# TASK
Wherever the string "think" turns up in the data, copy the whole line.

*** Opening of DATA FOR ANALYSIS ***

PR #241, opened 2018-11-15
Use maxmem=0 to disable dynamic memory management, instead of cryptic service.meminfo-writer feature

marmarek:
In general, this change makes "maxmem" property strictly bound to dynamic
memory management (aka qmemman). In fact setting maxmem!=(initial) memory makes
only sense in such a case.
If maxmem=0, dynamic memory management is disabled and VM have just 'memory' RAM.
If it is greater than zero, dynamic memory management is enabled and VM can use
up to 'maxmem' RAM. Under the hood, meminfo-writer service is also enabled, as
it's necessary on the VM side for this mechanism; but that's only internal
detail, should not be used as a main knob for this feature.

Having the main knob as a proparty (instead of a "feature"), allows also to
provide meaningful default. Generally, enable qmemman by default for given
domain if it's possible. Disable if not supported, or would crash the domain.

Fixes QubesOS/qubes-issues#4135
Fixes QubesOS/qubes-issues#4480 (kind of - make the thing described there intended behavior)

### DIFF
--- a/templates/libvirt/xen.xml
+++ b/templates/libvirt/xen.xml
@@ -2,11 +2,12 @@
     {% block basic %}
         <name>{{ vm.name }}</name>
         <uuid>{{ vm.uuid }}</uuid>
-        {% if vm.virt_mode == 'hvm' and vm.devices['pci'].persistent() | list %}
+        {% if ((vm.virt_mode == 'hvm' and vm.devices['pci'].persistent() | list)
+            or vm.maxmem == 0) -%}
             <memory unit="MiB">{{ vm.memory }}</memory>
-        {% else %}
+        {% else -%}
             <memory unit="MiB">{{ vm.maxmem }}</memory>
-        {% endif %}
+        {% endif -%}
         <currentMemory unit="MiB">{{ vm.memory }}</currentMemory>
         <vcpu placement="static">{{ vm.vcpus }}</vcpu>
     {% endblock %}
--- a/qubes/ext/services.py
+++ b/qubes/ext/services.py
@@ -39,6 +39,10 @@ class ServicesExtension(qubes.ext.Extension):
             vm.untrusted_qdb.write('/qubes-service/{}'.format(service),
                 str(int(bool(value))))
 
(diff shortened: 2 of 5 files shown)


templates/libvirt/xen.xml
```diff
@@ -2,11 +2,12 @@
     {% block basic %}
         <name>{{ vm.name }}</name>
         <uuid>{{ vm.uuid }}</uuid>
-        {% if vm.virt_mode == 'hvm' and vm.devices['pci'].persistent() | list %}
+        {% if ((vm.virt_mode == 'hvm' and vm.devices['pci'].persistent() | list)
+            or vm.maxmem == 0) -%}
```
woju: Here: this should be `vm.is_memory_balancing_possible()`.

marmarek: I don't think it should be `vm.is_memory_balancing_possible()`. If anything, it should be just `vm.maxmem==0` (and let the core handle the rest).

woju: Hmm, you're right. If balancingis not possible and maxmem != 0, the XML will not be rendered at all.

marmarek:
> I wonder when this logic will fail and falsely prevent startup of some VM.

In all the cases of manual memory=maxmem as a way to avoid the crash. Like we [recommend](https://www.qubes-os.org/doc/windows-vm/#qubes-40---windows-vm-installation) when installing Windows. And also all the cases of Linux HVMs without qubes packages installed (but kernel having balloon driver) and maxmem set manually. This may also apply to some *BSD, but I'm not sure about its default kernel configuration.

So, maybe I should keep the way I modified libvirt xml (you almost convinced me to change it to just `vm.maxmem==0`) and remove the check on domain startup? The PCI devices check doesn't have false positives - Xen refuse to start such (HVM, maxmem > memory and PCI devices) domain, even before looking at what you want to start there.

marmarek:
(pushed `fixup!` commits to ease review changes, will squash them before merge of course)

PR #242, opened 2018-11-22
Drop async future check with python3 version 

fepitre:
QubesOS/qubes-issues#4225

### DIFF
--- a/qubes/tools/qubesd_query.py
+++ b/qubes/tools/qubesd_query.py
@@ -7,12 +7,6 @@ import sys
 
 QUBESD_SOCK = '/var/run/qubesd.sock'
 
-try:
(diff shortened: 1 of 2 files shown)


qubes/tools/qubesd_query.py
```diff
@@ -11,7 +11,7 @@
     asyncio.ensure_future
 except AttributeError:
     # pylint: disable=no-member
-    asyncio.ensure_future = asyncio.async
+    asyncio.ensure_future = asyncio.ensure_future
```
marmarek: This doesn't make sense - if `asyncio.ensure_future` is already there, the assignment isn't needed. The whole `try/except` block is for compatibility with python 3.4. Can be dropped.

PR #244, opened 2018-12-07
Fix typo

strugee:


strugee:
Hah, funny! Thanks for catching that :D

*** Close of DATA FOR ANALYSIS ***
*** Opening of DATA FOR ANALYSIS ***

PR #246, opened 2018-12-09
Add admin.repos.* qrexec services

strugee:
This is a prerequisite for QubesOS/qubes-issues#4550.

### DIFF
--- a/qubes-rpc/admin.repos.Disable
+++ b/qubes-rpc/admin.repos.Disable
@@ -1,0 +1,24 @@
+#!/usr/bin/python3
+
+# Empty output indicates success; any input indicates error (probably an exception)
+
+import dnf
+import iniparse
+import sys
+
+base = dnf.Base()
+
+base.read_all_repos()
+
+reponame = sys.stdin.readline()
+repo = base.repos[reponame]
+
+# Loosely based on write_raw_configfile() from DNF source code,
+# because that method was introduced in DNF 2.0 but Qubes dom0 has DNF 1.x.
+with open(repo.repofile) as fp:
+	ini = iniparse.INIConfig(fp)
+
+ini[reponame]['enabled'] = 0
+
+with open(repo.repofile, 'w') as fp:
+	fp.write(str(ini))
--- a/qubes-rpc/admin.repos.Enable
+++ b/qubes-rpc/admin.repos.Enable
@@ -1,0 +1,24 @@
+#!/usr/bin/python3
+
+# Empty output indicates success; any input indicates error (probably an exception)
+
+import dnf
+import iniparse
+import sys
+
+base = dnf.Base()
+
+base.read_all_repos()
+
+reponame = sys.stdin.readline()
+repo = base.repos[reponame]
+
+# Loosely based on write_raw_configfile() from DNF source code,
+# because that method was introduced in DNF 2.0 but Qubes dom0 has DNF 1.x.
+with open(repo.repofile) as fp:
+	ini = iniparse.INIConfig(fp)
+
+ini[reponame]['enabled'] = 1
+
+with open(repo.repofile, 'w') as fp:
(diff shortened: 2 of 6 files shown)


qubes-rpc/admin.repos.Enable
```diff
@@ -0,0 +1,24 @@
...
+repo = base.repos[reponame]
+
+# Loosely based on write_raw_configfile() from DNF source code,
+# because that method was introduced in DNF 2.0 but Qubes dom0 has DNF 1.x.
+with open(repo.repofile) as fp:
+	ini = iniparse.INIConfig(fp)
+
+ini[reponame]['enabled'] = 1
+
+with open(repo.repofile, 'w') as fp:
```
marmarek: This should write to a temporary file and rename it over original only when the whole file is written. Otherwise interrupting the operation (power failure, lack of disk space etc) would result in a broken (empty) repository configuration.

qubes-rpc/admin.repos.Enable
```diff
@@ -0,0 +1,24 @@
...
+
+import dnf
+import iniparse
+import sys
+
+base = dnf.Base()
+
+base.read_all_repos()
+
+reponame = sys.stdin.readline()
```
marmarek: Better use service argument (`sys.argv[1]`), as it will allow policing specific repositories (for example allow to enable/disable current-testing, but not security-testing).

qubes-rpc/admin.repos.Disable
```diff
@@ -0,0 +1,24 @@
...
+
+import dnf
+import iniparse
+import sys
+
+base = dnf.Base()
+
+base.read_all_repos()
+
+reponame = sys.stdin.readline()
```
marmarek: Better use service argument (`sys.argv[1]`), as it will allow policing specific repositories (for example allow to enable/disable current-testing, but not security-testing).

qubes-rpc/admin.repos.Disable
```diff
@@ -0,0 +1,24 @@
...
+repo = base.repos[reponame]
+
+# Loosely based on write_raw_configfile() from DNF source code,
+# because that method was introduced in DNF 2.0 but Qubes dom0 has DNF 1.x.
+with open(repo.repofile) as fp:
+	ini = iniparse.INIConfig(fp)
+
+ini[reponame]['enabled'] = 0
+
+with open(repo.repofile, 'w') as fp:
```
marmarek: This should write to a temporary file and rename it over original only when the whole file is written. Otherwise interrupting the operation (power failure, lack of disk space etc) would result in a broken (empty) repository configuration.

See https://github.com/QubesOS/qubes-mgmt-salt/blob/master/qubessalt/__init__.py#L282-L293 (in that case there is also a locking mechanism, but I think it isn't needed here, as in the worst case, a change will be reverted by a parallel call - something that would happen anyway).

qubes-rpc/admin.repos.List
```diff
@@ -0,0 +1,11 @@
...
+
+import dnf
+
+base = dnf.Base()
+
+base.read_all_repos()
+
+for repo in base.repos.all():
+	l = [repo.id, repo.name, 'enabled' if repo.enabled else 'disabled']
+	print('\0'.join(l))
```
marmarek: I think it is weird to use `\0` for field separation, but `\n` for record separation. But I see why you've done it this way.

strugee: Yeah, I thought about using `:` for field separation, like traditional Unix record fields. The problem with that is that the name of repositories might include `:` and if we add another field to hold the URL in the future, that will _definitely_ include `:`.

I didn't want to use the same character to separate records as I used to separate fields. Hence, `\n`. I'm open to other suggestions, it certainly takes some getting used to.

*** Close of DATA FOR ANALYSIS ***
*** Opening of DATA FOR ANALYSIS ***

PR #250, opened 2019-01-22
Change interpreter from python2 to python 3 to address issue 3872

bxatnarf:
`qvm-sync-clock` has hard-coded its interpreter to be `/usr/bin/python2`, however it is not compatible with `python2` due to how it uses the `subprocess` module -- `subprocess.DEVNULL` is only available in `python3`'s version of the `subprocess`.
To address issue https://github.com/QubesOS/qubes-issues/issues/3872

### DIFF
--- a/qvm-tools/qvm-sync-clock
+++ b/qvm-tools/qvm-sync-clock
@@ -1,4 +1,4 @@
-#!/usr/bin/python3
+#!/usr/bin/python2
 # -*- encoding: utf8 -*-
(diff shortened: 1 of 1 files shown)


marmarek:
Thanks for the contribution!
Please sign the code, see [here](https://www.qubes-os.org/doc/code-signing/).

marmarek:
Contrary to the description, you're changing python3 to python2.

*** Close of DATA FOR ANALYSIS ***

# EXERCISE RESPONSE
marmarek: I don't think it should be `vm.is_memory_balancing_possible()`. If anything, it should be just `vm.maxmem==0` (and let the core handle the rest).
See https://github.com/QubesOS/qubes-mgmt-salt/blob/master/qubessalt/__init__.py#L282-L293 (in that case there is also a locking mechanism, but I think it isn't needed here, as in the worst case, a change will be reverted by a parallel call - something that would happen anyway).
marmarek: I think it is weird to use `\0` for field separation, but `\n` for record separation. But I see why you've done it this way.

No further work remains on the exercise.